Regroupement Familial…


 

Le chien et les chacals

Une fable inédite (à la manière de) de Jean de La Fontaine.

 Du coquin que l’on choie, il faut craindre les tours

Et ne point espérer de caresse en retour.

Pour l’avoir ignoré, maints nigauds en pâtirent.

C’est ce dont je désire, lecteur, t’entretenir.

Après dix ans et plus d’homériques batailles,

De méchants pugilats, d’incessantes chamailles,

Un chien estoit bien aise d’avoir signé la paix

Avecque son voisin, chacal fort éclopé

A l’allure fuyante, que l’on montroit du doigt,

Qui n’avoit plus qu’un oeil, chassieux de surcroît,

Et dont l’odeur, partout, de loin le précédoit.

Voulant sceller l’événement Et le célébrer dignement,

Le chien se donna grande peine

Pour se montrer doux et amène.

Il pria le galeux chez lui,

Le fit entrer, referma l’huis,

L’assit dans un moelleux velours

Et lui tint ce pieux discours :

« Or donc, Seigneur Chacal, vous êtes ici chez vous !

Profitez, dégustez, sachez combien je voue

D’amour à la concorde nouvelle entre nous !

Hélas, que j’ai de torts envers vous et les vôtres,

Et comme je voudrois que le passé fût autre !

Reprenez de ce rôt, goûtez à tous les mets,

Ne laissez un iota de ce que vous aimez ! »

L’interpellé eut très à coeur

D’obéir à tant de candeur.

La gueule entière à son affaire,

Il fit de chaque plat désert

Cependant que son hôte affable

Se bornoit à garnir la table.

Puis, tout d’humilité et la mine contrite,

En parfait comédien, en fieffée chattemite,

Il dit : « Mais, j’y songe, mon cher,

Nous voici faisant bonne chère

Quand je sais là, dehors, ma pauvrette famille :

 Mes épouses, mes fils, mes neveux et mes filles,

Mes oncles et mes tantes que ronge la disette,

Toute ma parentèle tant nue que maigrelette.

Allons-nous les laisser jeûner jusqu’au matin ? »

« Certes non ! » répliqua, prodigue, le mâtin,

Qui se leva, ouvrit, et devant qui passèrent

Quarante et un chacals parmi les moins sincères.

 Sans tarder cliquetèrent les prestes mandibules

Des grands et des menus, même des minuscules.

Ils avoient tant de crocs, de rage et d’appétit,

Ils mangèrent si bien que petit à petit

Les vivres s’étrécirent comme peau de chagrin

Jusqu’à ce qu’à la fin il n’en restât plus rien.

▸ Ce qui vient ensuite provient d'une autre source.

PR #76, opened 2025-03-23
Read tag data in its entirety from AsyncFileReader.

feefladder:
Read tags from a buffer which is fetched in its entirety in stead of reading them value-by-value. This allows any middleware to be a bit smart about caching outside of the prefetch range. Also it simplifies logic in `read_tag_value`.

This same idea could also be used for pre-fetchin/reading IFDs themselves from the point the count is known. That _does_ change things a tiny little more, so is its own PR

### DIFF
--- a/src/ifd.rs
+++ b/src/ifd.rs
@@ -839,8 +839,6 @@ impl ImageFileDirectory {
 
 /// Read a single tag from the cursor
 async fn read_tag(cursor: &mut AsyncCursor, bigtiff: bool) -> AsyncTiffResult<(Tag, Value)> {
-    // let start_cursor_position = cursor.position();
-
     let tag_name = Tag::from_u16_exhaustive(cursor.read_u16().await?);
 
     let tag_type_code = cursor.read_u16().await?;
@@ -854,10 +852,6 @@ async fn read_tag(cursor: &mut AsyncCursor, bigtiff: bool) -> AsyncTiffResult<(T
     };
 
     let tag_value = read_tag_value(cursor, tag_type, count, bigtiff).await?;
-
-    // TODO: better handle management of cursor state <- should be done now
-    // let ifd_entry_size = if bigtiff { 20 } else { 12 };
-    // cursor.seek(start_cursor_position + ifd_entry_size);
 
     Ok((tag_name, tag_value))
 }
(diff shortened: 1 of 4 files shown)


kylebarron:
Can you summarize what you're trying to do here? The changes aren't clear.

> Read tags from a buffer which is fetched in its entirety

How do you know the full byte range of the IFD?

feefladder:
(depends on #71)

So I cooked up a little example that read a cog over http and it was reading all tag data one after the other, requesting it from the underlying reader one at a time. We know a lot more than the underlying reader, so we can "optimize" for that.

- From the moment we know the tag type and count, we can know the _tag data_ byte size `tag_value_byte_size = tag_type.size() * count`
  - If that fits in the offset:
    - create a reader over part of the offset
    - advance the cursor to the end of offset
  - Otherwise:
    - read the offset, putting the cursor in the right position
    - fetch the data directly using the underlying `AsyncFileReader` without touching the cursor.
- now we are working with a decoupled `EndianAwareReader` that holds (only) all tag data.
- All later logic only needs to deal with count 1 or more, since it will either be:
  - count 1: `Value::Whatevs`
  - count more: `Value::List(Vec<Value::Whatevs>)`
The later logic is partially re-used from earlier, so the diff is a bit of a mess, but afterwards, there are only two match statements, for count 1 or other.

So if we are reading out-of-prefetch or without any middleware, it will at most make 1 request per IFD data, in stead of `count` requests.

In `tiff2`, I implemented this so we could re-use the logic for sync and async, but then it turned out to also be a good speedup/reduce the number of requests.

The IFD size can also be known beforehand, when `bigtiff` and `tag_count` are known, reducing the unoptimized number of requests for ifds as well.

src/ifd.rs
```diff
@@ -878,56 +878,45 @@ async fn read_tag_value(
...
+        let offset = if bigtiff {
+            cursor.read_u64().await?
+        } else {
+            cursor.read_u32().await?.into()
+        };
+        let reader = cursor.reader().get_bytes(offset..offset+value_byte_length).await?.reader();
+        EndianAwareReader::new(reader, cursor.endianness())
+        // cursor.seek(offset);
+        // cursor.read(value_byte_length).await?
+    };
```
feefladder, line 906: this is the main logic, after which there are only 2 match statements

kylebarron:
> AsyncCursor, which reads single values[1](#user-content-fn-1-cadcf7c120af874b977641c2820602e4)

Yes it reads single values, but that's **by design**. It makes the underlying code simple to reason about, while deferring all of the actual request logic to the network layer. 

The `PrefetchReader` is my answer to this. We could extend the prefetch reader to fetch sequences of X kb, so if you create a `PrefetchReader` for the first 16kb, but then you request a byte range 20,000-21,000, it would fetch the second 16kb, or something like that.

I think it's possibly/likely a good idea to tell the network layer when you're doing image vs metadata requests, but I'm not sure about some of these other more invasive code changes.

> So if we are reading out-of-prefetch or without any middleware, it will at most make 1 request per IFD data, in stead of `count` requests.

Right but my point is that at most one of these async functions should ever request data anyways. 

I'd be happy to make the docs more explicit to say that the underlying reader should never be used without a caching/buffering middleware.

> This PR is an improvement, since it fetches the entire array in one go

The overhead of an async function is likely nanoseconds, so changing the number of async calls (as long as the underlying request layer responds from its cache) should be insignificant.

kylebarron:
Ok first things first you need to designate **one** PR to review, instead of four, and ensure that is up to date. I can't even tell how many things are changing in this PR.

feefladder:
Ok, will rebase on top of #79, is that ok?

Ce que voyant, l’ingrat bondit :

« Ah ça, compère, je vous prédis

Que si point ne nous nourrissez

Et tout affamés nous laissez

Tandis que vous allez repu,

La trêve entre nous est rompue !

 » Ayant alors, quoi qu’il eût dit,

Retrouvé forces et furie,

Il se jeta sur son mécène,

Et en une attaque soudaine il lui récura la toison,

Aidé de toute sa maison.

Puis, le voyant à demi mort,

De chez lui il le bouta hors.

Et l’infortuné crie encore

« La peste soit de mon cœur d’or ! »

Retenez la leçon, peuples trop accueillants :

À la gent famélique, point ne devez promettre.

Ces êtres arriérés, assassins et pillards

Marchent en rangs serrés sous le vert étendard.

Vous en invitez un, l’emplissez d’ortolans,

Et c’est jusqu’à vos clefs qu’il vous faut lui remettre.

A méditer par les « sous-chiens » des beaux quartiers……

2 réflexions au sujet de « Regroupement Familial… »

  1. llopis andré

    fable d’actualité,mais les souchiens ne veulent aps comprendre,bientôt ils obligeront nos femmes et nos filles à mettre foulard et autres habits,cela a déjà commencé dans les banlieues il s’attaqueront à la France profonde par un métissage à leurs avantages,et par la force ensuite,l’inquiétant c’est qu’actuellement il n’y aucuns contacts avec les mécréants,pas de sorties ensemble,pas de repas partagés,entre couples de sensibilités différente,je pense que la situation ne fera que s’agraver,et j’ai peur pour ma descendance,souvenez vous « la valise ou le cercueil.